A review of poverty eradication programs implemented between 2006 and 2013 is intended to contribute to Lombard’s (2008) 10-year review of the implementation of the White Paper for Social Welfare (1997). The reviewer’s intention in presenting a thematic synthesis of studies focusing on poverty eradication is motivated by a need to provide another perspective on the progress of the social development approach by addressing both the root causes and effects of poverty.
Methodology
A thematic synthesis of qualitative studies on poverty eradication is guided by the question: How were the intended beneficiaries impacted by community-based poverty eradication programs? In addressing the research question, the reviewer sought to highlight themes and trends that may assist in reporting progress in the implementation of social development approaches.

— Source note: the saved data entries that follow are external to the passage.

PR #4213, opened 2022-07-22
Add test for all validators for scheduler plugin

chenwany:
### Description of changes
* Add test for all validators for scheduler plugin

### Tests
* unit tests

### References

### Checklist


cli/tests/pcluster/validators/test_all_validators.py
```diff
@@ -295,3 +309,296 @@ def test_validators_are_called_with_correct_argument(test_datadir, mocker):
     ebs_volume_size_snapshot_validator.assert_called()
     shared_ebs_volume_id_validator.assert_called()
     fsx_persistent_options_validator.assert_called()
+
+
+def test_scheduler_plugin_all_validators_are_called(test_datadir, mocker):
+    """Verify that all validators are called during validation."""
```
jdeamicis, line 306: Would it get too ugly to generalize the already existing `test_all_validators_are_called()` and `test_validators_are_called_with_correct_argument()` adding a new `scheduler` parameters in the signature, which can then be controlled via a `pytest.mark.parametrize` annotation? This way it would be easier to see any difference in the validation between "normal scheduler" and scheduler plugin. Or is it really better to split the two sets of validators?

cli/tests/pcluster/validators/test_all_validators.py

The following keywords in the research report titles, abstracts, keywords, and text, guided the search for qualitative studies: “poverty/poverty-eradication/poverty-alleviation/poverty-reduction/anti-poverty”, “social exclusion”, “community-based program(s)/project(s)”, and “program/project impact”. The reviewer sourced relevant literature through an electronic search using the following databases: Social Science Citation Index on the Web of Science, Google Scholar, and the Social Science Database. A desktop internet search formed a critical part of the search, and some unpublished studies were accessed through the expert opinion of social development researchers. An online search of research reports in development studies, economics, social work, social development, politics, public health, sociology, psychology, and related social sciences and/or humanities disciplines, formed an essential part of the desktop internet search. Peer-reviewed online scientific publications were also examined. University websites were also searched for unpublished dissertations and technical research reports that focus on poverty eradication programs.
The entire search yielded studies that were reported during 2006–2013. This 10-year period is crucial for tracking and assessing progress since the social development approach became official policy, through the White Paper for Social Welfare (1997). The search for qualitative studies produced 76 research reports. The reviewer screened the 76 research studies using the inclusion and exclusion criteria, as presented in Table 2.
Inclusion criteria |
Exclusion criteria |
---|---|
|
|
After a comprehensive search of the literature, the reviewer applied the inclusion and exclusion criteria on the titles, abstracts, keywords, and text of the 76 reports to remove excluded and duplicated reports. While this is a review of literature, the Preferred Re-porting Items for Systematic Review and Meta-analysis Protocols (PRISMA-P) (Shamseer et al., 2015) was applied by the reviewer, to explain the process used to arrive at studies selected for thematic synthesis, as outlined in Figure 1.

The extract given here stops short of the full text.